This week I received a survey from the State Library and my state’s school library association, with a long list of questions about how the pandemic has affected library services and my work. After inquiring about ebooks, budgets, programming, teaching, safety, staffing, learning management systems, instructional technology, and more, there was this question tucked in near the end:
What is working for you for self-care?
The first thing that came to mind: binge-watching Schitt’s Creek.
I first tried watching it a few years ago, and I hated it. Didn’t even finish the first episode. I tried it again last spring because everyone was talking about it, and I kinda hated it again. I just didn’t like those people, the Roses. They felt like caricatures more than characters, and were of people I’d never choose to spend time with.
“You have to get past the first season,” people said. “It gets better in season two.”
So, last fall I went back for a third time, telling myself I would get through season 2 before giving up.
Now I’m in season 4 and doling out the episodes so they’ll last longer. Somewhere in season 3 it occurred to me that the Roses’ story is a perfect one for this time, when so many of us felt our lives turn upside down almost overnight. (I think March 13 will, like September 11, be a date I never forget.) Can’t we all relate, at least a little, to a family who lost almost everything they took for granted? And can’t we all take some comfort and pleasure in watching the process of them acclimate and put down roots in a place they never would have seen themselves in, much less chosen? It’s already clear to me (if not them) that they are far happier than they ever were in their old life. I hope that by the end of the story, it becomes clear to them, too.
I’d say the same is true for me, as well, living in Pandemic Land. This week, I was in a long Zoom meeting with a colleague/friend I’ve hardly “seen” this year but who was in the school I worked for last year. We had a lot of conversations before March 13 about how to manage the challenges of our jobs and lives. “How are things going?” she texted me afterward. “You look much less stressed somehow.”
I answered: “Sometimes reaching a point of awful you really can’t do anything about gives you a permission to let go that is freeing.”
That night, I fell asleep in front of Netflix’s The Minimalists, but not before hearing and thinking about its primary message: We are so consumed with having physical things that we forfeit the intangible ones that make us truly happy–time, community, creativity, meaningful accomplishment, rest, health (personal and global). There are some things in my life that are hugely challenging–more challenging than they’ve ever been, maybe–but my friend was seeing something true: I am less stressed. I have fewer obligations and fewer life chores and more time than I’ve ever had for long conversations, leisurely meals, neighborhood walks, and serious contemplation. I’ve begun moving through my days at a slower pace, doing what I reasonably can rather than what some unreasonable voice is telling me I should. (No one seems to have noticed or, if they have noticed, to have cared.) That voice has gone mostly silent.

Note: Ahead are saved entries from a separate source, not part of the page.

Issue #223, opened 2025-01-09
Tests for DistanceToSurface


EricMEsch:
I just read through the tests toby added in #220 to see how i could add a test checking the Geant4 distance output. I realized that I could just use the output tobys tests already produce (namely the `test-confine.lh5` file created by the `confinement/gen-output` test) to read in and check if the Geant4 produced distance equals the one predicted by legendhpges. 

I am unsure now however, if i should just add this test to those tests (as they are under the folder confinement, and this is not really confinement). But on the other hand it seems unnecessary to recreate the same output. And i am not sure how i can add the fixture dependency if they are not part of the same CMakeLists (as in if i would put them in a new folder)?

tdixon97:
This sounds a really good idea! I am not sure what @gipert thinks but I think its better to make a different folder for this tests, since already there is quite a lot in confinement, even if it means reproducing some outputs. 
For checking the distance you don't really need the so many HPGes as I used. So you could make a simpler GDML with just a single detector.

gipert:
I think it's ok to re-run `confinement/gen-output`, since it's rather inexpensive. But in general I agree that we should use fixtures, especially if simulations are costly. Having things defined in multiple CMakeLists.txt should not be a problem, what matters is that they are included in the right orded.

PR #224, opened 2025-01-10
Add distance to surface tests

EricMEsch:
Generates a dummy gdml volume consisting of 4 detectors (one of each type) and simulates 1 eV electrons sampled within those volumes. Then checks if the distance output from Geant4 agrees with the calculation from `legendhpges`. Currently the tolerance is implemented as default 1 nm. Additionally produces a plot that shows the hit profile for each detector.

Regarding the runtime: the 3 tests added here take combined ~ 10 secs to run on my machine, with all of the now 48 tests (excluding the vis tests) taking ~ 80 secs

Related #223 

Edit: Maybe someone have a look over my python code. I copied a lot of stuff from Tobys implementation, but i also changed a lot. I am not that familiar with python so i might have done something in an overcomplicated way

### DIFF
--- a/tests/distances/make_ge_gdml.py
+++ b/tests/distances/make_ge_gdml.py
@@ -1,0 +1,87 @@
+from __future__ import annotations
+
+import json
+from pathlib import Path
+
+import numpy as np
+import pyg4ometry as pg4
+import pygeomtools as pytools
+from legendhpges import make_hpge
+
+# read the configs
+out_gdml = "gdml/ge-array.gdml"
+det_macro = "macros/detectors-fake.mac"
+config_dict = {}
+for det_type in ["B", "P", "V", "C"]:
+    with Path.open(Path(f"macros/{det_type}99000A.json")) as file:
+        config_dict[det_type] = json.load(file)
+
+
+def add_hpge(lar, reg, angle, radius, z, idx, dtype):
+    x = radius * np.sin(np.deg2rad(angle))
+    y = radius * np.cos(np.deg2rad(angle))
+    logical_detector = make_hpge(config_dict[dtype], name=f"{dtype}{idx}", registry=reg)
+    logical_detector.pygeom_color_rgba = (0, 1, 1, 0.2)
+    physical_detector = pg4.geant4.PhysicalVolume(
+        [0, 0, 0], [x, y, z], logical_detector, f"{dtype}{idx}", lar, reg
+    )
+
+    physical_detector.pygeom_active_dector = pytools.RemageDetectorInfo(
+        "germanium",
+        idx,
+        config_dict[dtype],
+    )
+    return idx + 1
+
+
+# construct geometry
+reg = pg4.geant4.Registry()
+ws = pg4.geant4.solid.Box("ws", 500, 500, 500, reg, lunit="mm")
+wl = pg4.geant4.LogicalVolume(ws, "G4_Galactic", "wl", reg)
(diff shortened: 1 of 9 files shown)


tests/distances/make_ge_gdml.py
```diff
@@ -0,0 +1,87 @@
...
+reg = pg4.geant4.Registry()
+ws = pg4.geant4.solid.Box("ws", 500, 500, 500, reg, lunit="mm")
+wl = pg4.geant4.LogicalVolume(ws, "G4_Galactic", "wl", reg)
+wl.pygeom_color_rgba = (0.1, 1, 0.1, 0.5)
+
+reg.setWorld(wl)
+
+
+# lar
+lar_s = pg4.geant4.solid.Tubs(
```
tdixon97, line 47: lar can be removed from this GDML, but then change the mother volume for HPGe to be the world not lar.

tests/distances/make_ge_gdml.py
```diff
@@ -0,0 +1,87 @@
...
+pg4.geant4.PhysicalVolume([0, 0, 0], [0, 0, 0], lar_l, "LAr", wl, registry=reg)
+
+
+# hpge strings
+string_radius = 85
+string_angles = [0, 90, 180, 270]
+detectors = ["V", "P", "B", "C"]
+
+
+n = 0
```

My life–not unlike the Roses’–is much smaller than it once was. There are people and places I deeply miss, but most of what has fallen away I do not. My connections to what and who remains are deeper. I don’t know that I am happier; the departure of Busyness made it easier for Hard Things to come in. But on the whole, I am calmer. I am finding that letting some of those hard things claim space has been easier than fighting to hold the door against them.

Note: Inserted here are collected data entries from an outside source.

PR #226, opened 2025-01-13
Generic surface sampler

tdixon97:
This implements the generic surface sampling following the algorithm of @jasondet et. al's paper [[link]](https://arxiv.org/abs/0802.2960). 
No geantino are used instead only the methods `G4VSolid::DistanceToIn(G4ThreeVector &p,G4ThreeVector &v)` and `DistanceToOut` are needed. These essentially track the distance to the next surface along a line and so can give us the number of intersections.
I started on testing.
- [x] unit tests (of the C++ code) for the basic methods (this could be expanded to more types of volume),
- [x] some visualisation (it was tricky to get this to work well), for different simple shapes,
- [x] also some plots in python of the vertices and a check of selecting points on each surface and checking the fraction is equal to the ratio of surface areas,
The last test is implemented but for some reason fails for the Union of 2 G4Box, in addition I find some generated points not on the surface, I will investigate.
**Update** : This was related to the origin of the bounding sphere which wasn't accounted for - is now fixed.

Once we have this sorted we should think how to speed it up for difficult to sample solids, one idea is to check whether its impossible for a direction vector to intersect with the solid (eg. it points the wrong way) and then avoid tracking.


gipert:
Should we start adding some docstrings to the important functions? Can you give it a try? https://www.doxygen.nl/manual/docblocks.html

Please also add a link to the paper.

src/RMGVertexConfinement.cc
```diff
@@ -121,8 +121,125 @@ bool RMGVertexConfinement::SampleableObject::IsInside(const G4ThreeVector& verte
...
+std::vector<G4ThreeVector> RMGVertexConfinement::SampleableObject::GetIntersections(G4ThreeVector start,
+    G4ThreeVector dir) const {
+
+
+  // check if the physical volume exists
+  if ((not this->physical_volume) or (not this->physical_volume->GetLogicalVolume()->GetSolid()))
+    RMGLog::OutDev(RMGLog::fatal, "Cannot find number of intersections for a SampleableObject where the physical volume is not set",
+        "this probably means you are trying to generically sample a geometrical volume which "
+        "instead",
+        "should be natively sampled");
```
gipert, line 136: amazing linebreaks

src/RMGVertexConfinement.cc
```diff
@@ -121,8 +121,125 @@ bool RMGVertexConfinement::SampleableObject::IsInside(const G4ThreeVector& verte
...
+    dist = (counter % 2) == 0 ? solid->DistanceToIn(int_point, dir)
+                              : solid->DistanceToOut(int_point, dir);
+
+    int_point = int_point + dist * dir;
+
+    if (dist < kInfinity) intersections.push_back(int_point);
+    counter++;
+  }
+
+  if (intersections.size() % 2) throw;
```
gipert, line 161: Just `throw`???

src/RMGVertexConfinement.cc
```diff
@@ -121,8 +121,125 @@ bool RMGVertexConfinement::SampleableObject::IsInside(const G4ThreeVector& verte
...
+      physical_volume->GetLogicalVolume()->GetSolid()->GetExtent().GetExtentRadius();
+
+
+  // start on z-axis, pointing down.
+  pos = G4ThreeVector(0.0, 0.0, bounding_radius);
+  dir = G4ThreeVector(0.0, 0.0, -1.0);
+
+  // push in rho direction by some impact parameter
+  G4double diskPhi = 2.0 * CLHEP::pi * G4UniformRand();
+  G4double diskR = sqrt(G4UniformRand()) * bounding_radius;
```
gipert, line 189:
```suggestion
  G4double disk_phi = 2.0 * CLHEP::pi * G4UniformRand();
  G4double disk_r = sqrt(G4UniformRand()) * bounding_radius;
```
we should use snake casing, except for class members where we use `fMember`.

src/RMGVertexConfinement.cc
```diff
@@ -121,8 +121,125 @@ bool RMGVertexConfinement::SampleableObject::IsInside(const G4ThreeVector& verte
...
+
+  pos += G4ThreeVector(cos(diskPhi) * diskR, sin(diskPhi) * diskR, 0);
```
gipert, line 191: this can be done with some pre-defined transformation function? https://cmd.inp.nsk.su/old/cmd2/manuals/cernlib/CLHEP/RefGuide/Vector/Hep3Vector.html

src/RMGVertexConfinement.cc
```diff
@@ -121,8 +121,125 @@ bool RMGVertexConfinement::SampleableObject::IsInside(const G4ThreeVector& verte
...
+
+  // now rotate pos and dir by some random direction
+  G4double theta = acos(2.0 * G4UniformRand() - 1.0);
+  G4double phi = 2.0 * CLHEP::pi * G4UniformRand();
+
+  pos.rotateY(theta);
```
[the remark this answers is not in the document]
tdixon97: I took this from Mage we should check if it works well and also test it

src/RMGVertexConfinement.cc
tdixon97: Oops that was left in from when I was testing this outside of remage

src/RMGVertexConfinement.cc
tdixon97: blame clang-format

tests/confinement/CMakeLists.txt
```diff
@@ -94,3 +93,98 @@ add_test(NAME confinment-lar/intersection-and-subtraction
 
 set_tests_properties(confinment-lar/intersection-and-subtraction
                      PROPERTIES LABELS extra FIXTURES_REQUIRED confine-lar-ibn-out-output-fixture)
+
+# test generic surface sampling methods
+find_package(BxDecay0 ${RMG_BXDECAY0_MINIMUM_VERSION} REQUIRED COMPONENTS Geant4)
+
+add_executable(test-surface-sampler-methods EXCLUDE_FROM_ALL test-surface-sampler-methods.cpp)
+target_link_libraries(test-surface-sampler-methods PUBLIC remage BxDecay0::BxDecay0)
```
ManuelHu, line 101: why are you linking against bxdecay0? That should not be neccessary here (as `libremage` already links against bxdecay0, if applicable?

This is also why the tests in the slim container are still failing (that has no bxdecay0 available)

tdixon97: I needed to link with BxDecay0 or RMGVertexConfinement wouldn't compile

ManuelHu: ah yes, that makes sense (as the `RMGVVertexGenerator` uses a bxdecay0 header)

then please link it conditionally, as everywhere else in remage :-)

tdixon97:
> Should we start adding some docstrings to the important functions? Can you give it a try? https://www.doxygen.nl/manual/docblocks.html
> 
> Please also add a link to the paper.

I agree but there seems to be many options, maybe lets pick one ?

tdixon97:
The number of PDF produced by the tests is now large. I think we should consider how to organise better the various confinement tests but also perhaps a strategy to merge the figures into one document?

jasondet:
Yes, point in the +Z direction, then rotate about y by theta then about Z
by phi to get a vector in the direction theta phi.

-------------------------------------
Jason Detwiler
Department of Physics, Box 351560
University of Washington
Seattle, WA 98195
(206) 543-4054

gipert:
>The number of PDF produced by the tests is now large. I think we should consider how to organise better the various confinement tests but also perhaps a strategy to merge the figures into one document?

Yes, please feel free to reorganize things. If you come up with a proposal on how to merge things, I can implement something quick

gipert:
>I agree but there seems to be many options, maybe lets pick one ?

I like the first one:

```
/**
 *
 */
```

tests/confinement/CMakeLists.txt
```diff
@@ -94,3 +93,102 @@ add_test(NAME confinment-lar/intersection-and-subtraction
...
```
ManuelHu, line 101:
```suggestion
target_link_libraries(test-surface-sampler-methods PUBLIC remage)
```

you still need to remove that here

src/RMGVertexConfinement.cc
```diff
@@ -121,8 +121,129 @@ bool RMGVertexConfinement::SampleableObject::IsInside(const G4ThreeVector& verte
...
+  std::vector<G4ThreeVector> intersections = {};
+  G4ThreeVector int_point;
+
+  int_point = start;
+  int counter = 0;
+
+  dist = 0;
+
+  while (dist < kInfinity) {
+
```
gipert, line 150: all these double newlines are not needed here
```suggestion

// get the intersections between the solid and an arbitrary line, defined by start and dir
std::vector<G4ThreeVector> RMGVertexConfinement::SampleableObject::GetIntersections(G4ThreeVector start,
    G4ThreeVector dir) const {

  // check if the physical volume exists
  if ((not this->physical_volume) or (not this->physical_volume->GetLogicalVolume()->GetSolid()))
    RMGLog::OutDev(RMGLog::fatal, "Cannot find number of intersections for a SampleableObject ",
        "where the physical volume is not set this probably means you are trying to generically ",
        "sample a geometrical volume which instead should be natively sampled");

  auto solid = this->physical_volume->GetLogicalVolume()->GetSolid();

  G4double dist = 0;
  std::vector<G4ThreeVector> intersections = {};
  G4ThreeVector int_point;

  int_point = start;
  int counter = 0;

  dist = 0;

  while (dist < kInfinity) {
```

src/RMGVertexConfinement.cc
```diff
@@ -121,8 +121,129 @@ bool RMGVertexConfinement::SampleableObject::IsInside(const G4ThreeVector& verte
 
   return false;
 }
+
+
+// get the intersections between the solid and an arbitrary line, defined by start and dir
+std::vector<G4ThreeVector> RMGVertexConfinement::SampleableObject::GetIntersections(G4ThreeVector start,
```
gipert, line 127: could you add more comments to the core parts of the algorithm?

tdixon97:
> > The number of PDF produced by the tests is now large. I think we should consider how to organise better the various confinement tests but also perhaps a strategy to merge the figures into one document?
> 
> Yes, please feel free to reorganize things. If you come up with a proposal on how to merge things, I can implement something quick

What about making a LaTex document with all the plots, although then of course we need some compiler in the container, and to constantly update that template.

gipert:
Depends on how you want this report document to look like. If it's just a collection of plots then we can do something more simple than LaTeX...

tdixon97:
Well I think it would also be good to have some headings.

tdixon97:
@jasondet Your algorithm generates N intersections and then picks one (or zero).
I understand that formally this keeps the sampled points independent. But I wonder if its really necessary for our applications.
In particular, this is a bit challenging since the maximum number of intersections has to be known in advance.

tdixon97:
My geant4 visualisations don't work properly in CI, fine locally...

tests/confinement/CMakeLists.txt
```diff
@@ -94,3 +93,102 @@ add_test(NAME confinment-lar/intersection-and-subtraction
...
+    test-intersections-union
+    test-containment-subtraction
+    test-containment-union)
+
+foreach(_test ${_surface_tests})
+
+  add_test(NAME confinment-surface/${_test} COMMAND ./test-surface-sampler-methods ${_test})
+  set_tests_properties(confinment-surface/${_test} PROPERTIES LABELS extra FIXTURES_REQUIRED
+                                                              test-surface-sampler-methods-fixture)
+endforeach()
```
ManuelHu, line 133:
```suggestion
add_executable(test-surface-sampler-methods EXCLUDE_FROM_ALL test-surface-sampler-methods.cpp)
target_link_libraries(test-surface-sampler-methods PUBLIC remage)
if(BxDecay0_FOUND)
  target_link_libraries(test-surface-sampler-methods PRIVATE BxDecay0::BxDecay0_Geant4)
endif()

add_test(NAME confinement/test-surface-sampler-methods-build
         COMMAND "${CMAKE_COMMAND}" --build "${CMAKE_BINARY_DIR}" --config "$<CONFIG>" --target
                 test-surface-sampler-methods)

set_tests_properties(confinement/test-surface-sampler-methods-build
                     PROPERTIES LABELS extra FIXTURES_SETUP test-surface-sampler-methods-fixture)

# add the tests
set(_surface_tests
    test-points-subtraction
    test-points-basic
    test-points-union
    test-intersections-basic
    test-intersections-subtraction
    test-intersections-union
    test-containment-subtraction
    test-containment-union)

foreach(_test ${_surface_tests})

  add_test(NAME confinment-surface/${_test} COMMAND ./test-surface-sampler-methods ${_test})
  set_tests_properties(confinment-surface/${_test} PROPERTIES LABELS extra FIXTURES_REQUIRED
                                                              test-surface-sampler-methods-fixture)
endforeach()
```

it really should be enough to conditionally link BxDecay0. The test does not use it itself, only via the header files (which do not include Bxdecay if it is not present)

also, we always link against `BxDecay0::BxDecay0_Geant4` and not `BxDecay0::BxDecay0`

jasondet:
@tdixon97 it is indeed probably not necessary to pick one of the N crossings at random -- at high stats you still get distribution that is essentially uniform over any surface, the only price you pay is that some consecutive points have some hint of a correlation (they lie along the same ray). That kind of correlation is probably irrelevant for our application (rad sims).

However inputting N_max is not difficult. We would just set it to something that seemed reasonable (like 16 or 32 or something) and then bumped it up by a factor of 2 and re-ran if we ever saw the error message that it was too small. Then we didn't have to worry about arguing whether the faint correlation was okay or not. So we opted to do that.

tdixon97:
> @tdixon97 it is indeed probably not necessary to pick one of the N crossings at random -- at high stats you still get distribution that is essentially uniform over any surface, the only price you pay is that some consecutive points have some hint of a correlation (they lie along the same ray). That kind of correlation is probably irrelevant for our application (rad sims).
> 
> However inputting N_max is not difficult. We would just set it to something that seemed reasonable (like 16 or 32 or something) and then bumped it up by a factor of 2 and re-ran if we ever saw the error message that it was too small. Then we didn't have to worry about arguing whether the faint correlation was okay or not. So we opted to do that.

I wrote our implementation so only one G4VSolid is ever sampled at a time Nmax can probably be usually something around 6 in our case (so less bad). However, since we weight the intersections by N/Nmax this still means we though away a lot of points and so are also using a lot of calls to `GetRandom()`. I guess that the vertex confinement is usually so fast this doesn't matter. But there are cases where it might...
I agree the correlation is clearly there but probably minimal.

Testing/Temporary/LastTest.log
gipert, line 1: remove this

docs/developer.md
```diff
@@ -62,9 +62,13 @@ $ cmake -DCMAKE_INSTALL_PREFIX=<optional prefix> ..
 $ make install
 ```
 
-```{tip}
+:::{warning}
+If you want to run the _remage_ tests the cmake flag `-DBUILD_TESTING=ON` is required.
```
gipert, line 66: but the default should be `ON`... maybe mention it.

include/RMGVertexConfinement.hh
```diff
@@ -91,33 +111,140 @@ class RMGVertexConfinement : public RMGVVertexGenerator {
...
+         *
+         * @param v The physical volume.
+         * @param r A rotation matrix for the sampling solid.
+         * @param t A translation vector for the sampling solid.
+         * @param s A solid for geometrical volume sampling or for generating candidate points for
+         * rejection sampling.
+         * @param ns A flag of whether the solid is natively sampeable.
+         * @param ss A flag of whether the solid should be sampled on the surface.
+         */
         SampleableObject(G4VPhysicalVolume* v, G4RotationMatrix r, G4ThreeVector t, G4VSolid* s,
```
gipert, line 136: should we use better argument names? I don't remember why I chose these stupid ones...

include/RMGVertexConfinement.hh
```diff
@@ -91,33 +111,140 @@ class RMGVertexConfinement : public RMGVVertexGenerator {
...
     }
 
+    /**
+     * An object which we can generate position samples in. Based on either a
+     * @c G4VPhysicalVolume or geometrical volume defined by a @c G4VSolid . The
+     * sampling can be performed either on the surface or in the volume of the solid.
+     */
     struct SampleableObject {
 
+
```
gipert, line 121:
```suggestion
```

include/RMGVertexConfinement.hh
```diff
@@ -91,33 +111,140 @@ class RMGVertexConfinement : public RMGVVertexGenerator {
...
+         *
+         * @param start The starting vector of the line, note this should be outside the solid.
+         * @param dir   The direction vector.
+         *
+         * @returns A vector of the points of intersection.
+         */
+        std::vector<G4ThreeVector> GetIntersections(const G4ThreeVector start,
+            const G4ThreeVector dir) const;
+
+
```
gipert, line 204:
```suggestion

```

include/RMGVertexConfinement.hh
```diff
@@ -179,6 +306,7 @@ class RMGVertexConfinement : public RMGVVertexGenerator {
     bool fOnSurface = false;
     bool fForceContainmentCheck = false;
     bool fLastSolidExcluded = false;
+    int fMaxNumIntersections = -1;
```
gipert, line 309: Like for the macro command, let's use a more precise name. Like adding `GSS` in the name

src/RMGVertexConfinement.cc
```diff
@@ -121,8 +121,132 @@ bool RMGVertexConfinement::SampleableObject::IsInside(const G4ThreeVector& verte
 
   return false;
 }
+
```
gipert, line 124:
```suggestion
```

src/RMGVertexConfinement.cc
```diff
@@ -847,6 +1008,16 @@ void RMGVertexConfinement::DefineCommands() {
       .SetStates(G4State_PreInit, G4State_Idle)
       .SetToBeBroadcasted(true);
 
+
+  fMessengers.back()
+      ->DeclareProperty("MaxNumberOfIntersections", fMaxNumIntersections)
```
gipert, line 1013: Same comment about more precise name

tests/tex/CMakeLists.txt
gipert, line 1: mmmmh this is not how it should be done, it should not be a test... Maybe leave this out and I do i properly in a future PR

tests/tex/validation-report.tex
gipert, line 1: I would also leave this out. Future PR one we have decided how to make this report.

gipert (changes requested):

docs/developer.md
tdixon97: are you sure, I had errors running the tests (pyg4ometry didnt get installed) unless I included this.

tdixon97:
Should now be ready @gipert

I’m glad I went back for a third try with this story, and I’m glad I watched it from the beginning. As is always true, you need the dark to more fully appreciate the light. I’m beginning to love these characters it was easy to hate before I got to know them. I love them more for seeing how they’ve grown. I love the reminder that stories and time have to intersect in the right way; 2017 wasn’t the right time for this story for me. I love, too, a corollary reminder about story: That you just need to tell the story you need to tell, wherever and however you can tell it. The Levys were developing and shopping this story well before the time Roses’ fall might be seen as metaphorical for so many things that have fallen in recent years, and they had a hard time selling it. Once they started telling it, it took a good while to catch on. They just kept telling the story, though, trusting (I imagine) that it was reaching who it needed to.
So, in addition to listing “holding boundaries” and “reciting the Serenity Prayer” as self-care that’s working for me, I also listed “binge-watching Schitt’s Creek.” Spending time with this story is good for me. I hate to think of it ending, but I suspect that by the time it does, I won’t need it in the same way. It’s already imprinting upon and shaping my own. It’s clear that they will never go back to what they once were, and over the past few weeks, as vaccines and political pressure on schools are harbingers of another set of new changes coming my way, I’ve realized that I won’t, either.